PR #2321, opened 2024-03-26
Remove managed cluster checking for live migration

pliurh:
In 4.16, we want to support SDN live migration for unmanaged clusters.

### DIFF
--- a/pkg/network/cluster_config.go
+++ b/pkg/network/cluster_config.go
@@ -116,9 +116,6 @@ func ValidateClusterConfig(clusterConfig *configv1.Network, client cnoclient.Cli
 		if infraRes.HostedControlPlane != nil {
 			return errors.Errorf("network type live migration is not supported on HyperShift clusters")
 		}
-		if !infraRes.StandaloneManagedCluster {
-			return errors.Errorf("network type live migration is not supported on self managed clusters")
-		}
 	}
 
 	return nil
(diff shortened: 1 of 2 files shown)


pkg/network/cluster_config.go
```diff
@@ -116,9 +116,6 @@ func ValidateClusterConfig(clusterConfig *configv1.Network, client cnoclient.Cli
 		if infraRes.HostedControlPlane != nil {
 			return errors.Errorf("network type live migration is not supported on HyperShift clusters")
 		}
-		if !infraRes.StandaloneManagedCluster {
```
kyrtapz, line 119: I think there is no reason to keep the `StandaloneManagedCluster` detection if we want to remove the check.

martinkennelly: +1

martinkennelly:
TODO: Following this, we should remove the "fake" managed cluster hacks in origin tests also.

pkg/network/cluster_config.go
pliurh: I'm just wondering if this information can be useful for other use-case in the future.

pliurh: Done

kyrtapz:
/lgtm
* * *
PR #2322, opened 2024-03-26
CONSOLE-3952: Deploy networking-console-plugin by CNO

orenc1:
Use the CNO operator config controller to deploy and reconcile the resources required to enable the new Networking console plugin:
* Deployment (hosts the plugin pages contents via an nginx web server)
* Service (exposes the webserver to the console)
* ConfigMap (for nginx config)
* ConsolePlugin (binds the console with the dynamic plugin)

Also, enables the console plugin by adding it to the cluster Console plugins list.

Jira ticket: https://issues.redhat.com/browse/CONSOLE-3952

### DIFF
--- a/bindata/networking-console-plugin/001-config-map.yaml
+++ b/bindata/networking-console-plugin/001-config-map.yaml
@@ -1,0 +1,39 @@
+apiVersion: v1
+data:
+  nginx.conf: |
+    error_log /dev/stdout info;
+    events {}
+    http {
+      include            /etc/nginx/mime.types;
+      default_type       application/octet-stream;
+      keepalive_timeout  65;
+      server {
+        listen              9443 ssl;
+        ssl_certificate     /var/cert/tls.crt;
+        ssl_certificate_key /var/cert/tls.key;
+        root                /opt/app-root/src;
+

## Exercise directions
In the records above, how many lines include "bindata"? Give that number and nothing more.

## Response for this exercise
2